Key Experimental Results¶
Main Results (ID Setting, Hypervolume Metric, Higher is Better)¶
| Benchmark | Random-Pair | RouterBench | IRT-Router | Radar (Ours) | Gain |
|---|---|---|---|---|---|
| GPQA-Diamond | 0.5545 | 0.6866 | 0.6942 | 0.7513 | +8% vs next best |
| MMLU | 0.6905 | 0.8592 | 0.8604 | 0.8720 | +1.3% |
| MMLU-Redux | 0.7281 | 0.9053 | 0.9117 | 0.9230 | +1.2% |
| LSAT | 0.6913 | 0.9125 | 0.9163 | 0.9188 | +0.3% |
| FRAMES | 0.6589 | 0.8325 | 0.8501 | 0.8762 | +3.1% |
Ablation Study¶
| Configuration | Hypervolume | Description |
|---|---|---|
| Linear Scalarization (ID) | Marginally better | Lead in ID scenarios |
| Chebyshev Scalarization (OOD) | Better | Significant advantage in OOD scenarios |
| 20% Training Data | ~Similar | Achieves similar performance with only 20% data |
| Radar (35 Configs) | Baseline | Original 35 configurations |
| Radar++ (43 Configs) | Improved | Improvement after adding Qwen3-14B via adaptive testing |
Key Findings¶
- On MATH-500, Radar achieves 90% of the performance of o4-mini (high budget) at only 1.31% of the cost.
- On FRAMES (Long-context multi-document QA), Radar reaches 90% performance at 10% cost, while the next best method requires 30% cost.
- Radar's routing latency is approximately 7ms, which is negligible compared to the ~870ms generation time of the smallest RLM configuration.
- Adaptive testing accurately estimates new configuration capabilities using only 12% of the training set (5k queries).
- Estimated query difficulty shows a moderate Pearson correlation (0.509) with the 5-level human-annotated difficulty in MATH-500.
Highlights & Insights¶
- Introduction of MOO (Beyond Linear Scalarization) to LLM Routing: Chebyshev scalarization identifies non-convex portions of the Pareto front.
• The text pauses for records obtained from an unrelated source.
PR #3385, opened 2022-09-23
account ui

edewit:
- initial version
- added initial version of masthead lib
- changed to let account-ui use masthead
- fixed build
- added default dropdown items
- added wireit
- * added way to load data using fetch * initial AccountPage
- finished account page
- added signing in page
- added delete credential
- added alerts
- added device activity page

Initial version of the account ui introduces a lot of new concepts, to review it might be easier to take a look at the individual commits


ssilvert (approved):
I think we should go ahead and merge this as a baseline.  But I'll give others a chance to chime in.

.gitignore
```diff
@@ -34,3 +34,6 @@ server
 
 # Wireit
 .wireit
+
+# Build
+dist/
```
jonkoops, line 39: Let's add this to a dedicated `.gitignore` in `apps/account-ui` like we're already doing for the Admin UI. Reason for this is that Keycloak JS cannot fully ignore the `dist` directory, as it contains files that should be checked in.

apps/account-ui/cypress/cypress.config.mjs
```diff
@@ -0,0 +1,59 @@
+import webpackPreprocessor from "@cypress/webpack-batteries-included-preprocessor";
```
jonkoops, line 1: I was thinking to put the E2E tests in it's own app (e.g. `account-ui-e2e`).

jonkoops, line 1: We might reduce duplication by creating a base config file for Cypress in the root of the project and extend it here and in the Admin UI (see [Cypress docs](https://www.cypress.io/blog/2020/06/18/extending-the-cypress-config-file/)).

apps/account-ui/package.json
```diff
@@ -0,0 +1,80 @@
+{
```
jonkoops, line 1: There should only be a single package lock file in the root of the project, this one should be removed. (commented here because diff is too large on the other file).

apps/account-ui/package.json
```diff
@@ -0,0 +1,80 @@
...
+    "dev": "wireit",
+    "build": "wireit",
+    "preview": "wireit",
+    "lint": "wireit",
+    "test": "wireit",
+    "cy:open": "cypress open --e2e --browser chrome",
+    "cy:run": "cypress run --browser chrome",
+    "cy:check-types": "tsc --project cypress/tsconfig.json"
+  },
+  "dependencies": {
```
jonkoops, line 13: Small nit: the `wireit` section is directly under the `scripts` section in the other projects.

apps/account-ui/package.json
```diff
@@ -0,0 +1,80 @@
...
+    "@types/react-dom": "^17.0.16",
+    "@types/react-router-dom": "^5.3.3",
+    "@vitejs/plugin-react": "^2.1.0",
+    "cypress": "^10.6.0",
+    "vite": "^3.1.0",
+    "vite-plugin-checker": "^0.5.1",
+    "vitest": "^0.23.1",
+    "webpack": "^5.74.0"
+  },
+  "wireit": {
```
jonkoops, line 48: All of these tasks should also rely on `keycloak-js`'s build.

apps/account-ui/src/app.module.css
```diff
@@ -0,0 +1,4 @@
+
+img.logo {
```
jonkoops, line 2: Let's not make this selector overly specific.
```suggestion
.logo {
```

apps/account-ui/public/resources/content.json
```diff
@@ -0,0 +1,72 @@
+[
```
jonkoops, line 1: Several of the fields in this JSON file are never actually used. Perhaps we can remove them for now instead of giving the illusion that these do anything.

apps/account-ui/package.json
jonkoops, line 13: Are we sure all of these dependencies are being used?

apps/account-ui/public/resources/content.json
jonkoops, line 1: Why are we doing `content.json`? I thought we were going to skip this customization for now?

libs/masthead/vite.config.ts
```diff
@@ -0,0 +1,51 @@
...
+export default defineConfig({
+  resolve: {
+    mainFields: ["module"],
+    dedupe: ["react", "react-dom"],
+  },
+  build: {
+    lib: {
+      entry: path.resolve(__dirname, "src/index.ts"),
+      name: "KeycloakMasthead",
+      formats: ["es", "umd"],
```
jonkoops, line 18: Let's not build this as a UMD library.
```suggestion
      formats: ["es"],
```

libs/masthead/vite.config.ts
```diff
@@ -0,0 +1,51 @@
...
+      fileName: (format) => `keycloak-masthead.${format}.js`,
+    },
+    rollupOptions: {
+      external: ["react", "react-dom"],
+      output: {
+        globals: {
+          react: "React",
+          "react-dom": "ReactDOM",
+        },
+      },
```
jonkoops, line 28: We should not be exposing these globals.
```suggestion
```

jonkoops (changes requested):

jonkoops:
I've left a partial review, but I feel like this PR is way too big. I'd like to see this split up into some smaller PRs.

apps/account-ui/package.json
edewit: yes

apps/account-ui/package.json
edewit: well masthead relies on `keycloak-js`

apps/account-ui/public/resources/content.json
edewit: we have to have the structure of the menu somewhere right?

apps/account-ui/src/app.module.css
edewit: it's needed otherwise it doesn't override patternfly

ssilvert:
> I've left a partial review, but I feel like this PR is way too big. I'd like to see this split up into some smaller PRs.

Normally I would agree wholeheartedly.  And if @edewit has an easy way to split it up that would be nice.

But there are also advantages of this port-and-refactor approach where we have quite a bit of working code to start with.  Then any of us can start sending PRs to improve it.

edewit:
I'll close this and create a PR per commit that is 13 PRs

apps/account-ui/public/resources/content.json
edewit: it's only `modulePath` that was use do to dynamically load scripts

ssilvert:
> I'll close this and create a PR per commit that is 13 PRs

@edewit I hope you are being sarcastic.  I was fine with it the way it was.

edewit:
Yes, I am, created a new PR that just only introduces the new modules. After that I'll create another PR that adds all the code

PR #3396, opened 2022-09-26
only load realms when dropdown is opened

edewit:
this will not totally fix the issue but make the console at least usable

fixes: #3381

## Checklist:

### DIFF
--- a/apps/admin-ui/src/components/realm-selector/RealmSelector.tsx
+++ b/apps/admin-ui/src/components/realm-selector/RealmSelector.tsx
@@ -7,6 +7,7 @@ import {
   DropdownItem,
   DropdownToggle,
   Label,
+  Spinner,
   Split,
   SplitItem,
 } from "@patternfly/react-core";
@@ -27,7 +28,7 @@ import "./realm-selector.css";
 
 export const RealmSelector = () => {
   const { realm } = useRealm();
-  const { realms } = useRealms();
+  const { realms, refresh } = useRealms();
   const { whoAmI } = useWhoAmI();
   const [open, setOpen] = useState(false);
   const [search, setSearch] = useState("");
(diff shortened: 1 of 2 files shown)


ssilvert:
> How was this handled in the old console? Surely we had to load the realms there as well?

The old console does http://localhost:8180/admin/realms?briefRepresentation=true

But the briefRepresentation only helps the amount of data returned and not the number of records.  The old console also has problems handling a large number of realms.

jonkoops:
In that case, could we not fix this issue better by adding a new API that ensures these responses are paginated? Or perhaps we can return a list with sparse fields (e.g. the `id` and `name`)?

ssilvert:
> In that case, could we not fix this issue better by adding a new API that ensures these responses are paginated? Or perhaps we can return a list with sparse fields (e.g. the `id` and `name`)?

Sparse fields is what `briefRepresentation` does.  @edewit Are we using that already?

- Psychometrics-inspired IRT Model: Analogizing queries to test items and configurations to examinees provides a natural and interpretable framework.
- Extreme Cost Savings: Achieving 90% performance at 1.31% cost on MATH-500 is a significant result.
- Plug-and-play Design: Works as a black-box for RLMs without fine-tuning, allowing rapid integration of new models.
- Strong OOD Generalization: Particularly effective in generalizing to long-context multi-document QA tasks.
Limitations & Future Work¶
- Cost prediction relies on simple heuristics (average tokens × unit price) without considering query-specific cost variations.
- Generalization on high-difficulty OOD benchmarks like AIME is slightly weaker, with a tendency to assign under-powered configurations.
- Restricted to text modality; multi-modal reasoning scenarios remain to be explored.
- The linear parameterization of 2PL IRT may not fully capture complex difficulty-ability interactions.
- Total budget constraints under batch query scenarios were not considered.
Related Work & Insights¶
- IRT-Router (Song et al., 2025): Uses Multidimensional IRT (MIRT) with more parameters; Radar uses scalar ability for interpretable ranking.
- RouterBench (Hu et al., 2024): Conventional model routing; this work extends it to RLM configuration-level routing.
- Efficient reasoning methods (L1/S1): Complementary to Radar and can be added to the routing pool as additional configurations.
- Adaptive testing in education: Successful adaptation of the Fisher Information query selection strategy.
Rating¶
- Novelty: ⭐⭐⭐⭐ The combination of IRT and MOO is novel, though individual components are established.
- Experimental Thoroughness: ⭐⭐⭐⭐⭐ Comprehensive and rigorous evaluation across 8 benchmarks, 35 configs, and 1.75M data points.
- Writing Quality: ⭐⭐⭐⭐⭐ Clear structure with complete mathematical derivations and intuitive visualizations.
- Value: ⭐⭐⭐⭐⭐ Directly addresses a core problem in practical RLM deployment with significant cost reduction.